((

PR #770, opened 2023-10-03
'Solution'

fedorov-s-od:


app/main.py
```diff
@@ -1,3 +1,73 @@
...
+
+    def __repr__(self) -> str:
+        return f"Distance(km={self.km})"
+
+    def __add__(self, other: "Distance" | int | float) -> Optional["Distance"]:
+        if isinstance(other, Distance):
+            return Distance(self.km + other.km)
+
+        if isinstance(other, (int, float)):
+            return Distance(self.km + other)
```
Andrii-Silenko, line 20:
```suggestion
        if isinstance(other, Distance):
            return Distance(self.km + other.km)
        return Distance(self.km + other)
```
Maybe here and in next situations we can write code withoute second if, because we already have anotations of parameters

app/main.py
```diff
@@ -1,3 +1,73 @@
...
+        if isinstance(other, (int, float)):
+            self.km += other
+
+        return self
+
+    def __mul__(self, other: int) -> Optional["Distance"]:
+        return Distance(self.km * other)
+
+    def __truediv__(self, other: int | float) -> Optional["Distance"]:
+        return Distance(round(self.km / other, 2))
```
Andrii-Silenko, line 38: Maybe here we can make annotation of function as -> Distance, because I don't see the way how we can get None return.

Andrii-Silenko (approved):

app/main.py
```diff
@@ -1,3 +1,73 @@
...
+    def __init__(self, km: int | float) -> None:
+        self.km = km
+
+    def __str__(self) -> str:
+        return f"Distance: {self.km} kilometers."
+
+    def __repr__(self) -> str:
+        return f"Distance(km={self.km})"
+
+    def __add__(self, other: "Distance" | int | float) -> Optional["Distance"]:
```
fsocie7y, line 15: dont duplicate conditions with `isinstance` everywhere it can be possible

app/main.py
```diff
@@ -1,3 +1,73 @@
...
+
+        if isinstance(other, (int, float)):
+            return self.km <= other
+
+    def __ge__(self, other: "Distance" | int | float) -> bool:
+        if isinstance(other, Distance):
+            return self.km >= other.km
+
+        if isinstance(other, (int, float)):
+            return self.km >= other
```
fsocie7y, line 73: try to rewrite these two methods in one line each. Use previously created magic methods
Hint: <= is the same as not >

fsocie7y (changes requested):

app/main.py
fedorov-s-od: Good advice, thanks )

app/main.py
fedorov-s-od: Noted! )

app/main.py
fedorov-s-od: Nice idea! Thank you for the good advice )

fsocie7y (approved):
well done 🚀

))

What you are asked to do: For the string "Silenko", find every line of the material that contains it, and copy each one.

Exercise response:
Andrii-Silenko, line 20:
Andrii-Silenko, line 38: Maybe here we can make annotation of function as -> Distance, because I don't see the way how we can get None return.
Andrii-Silenko (approved):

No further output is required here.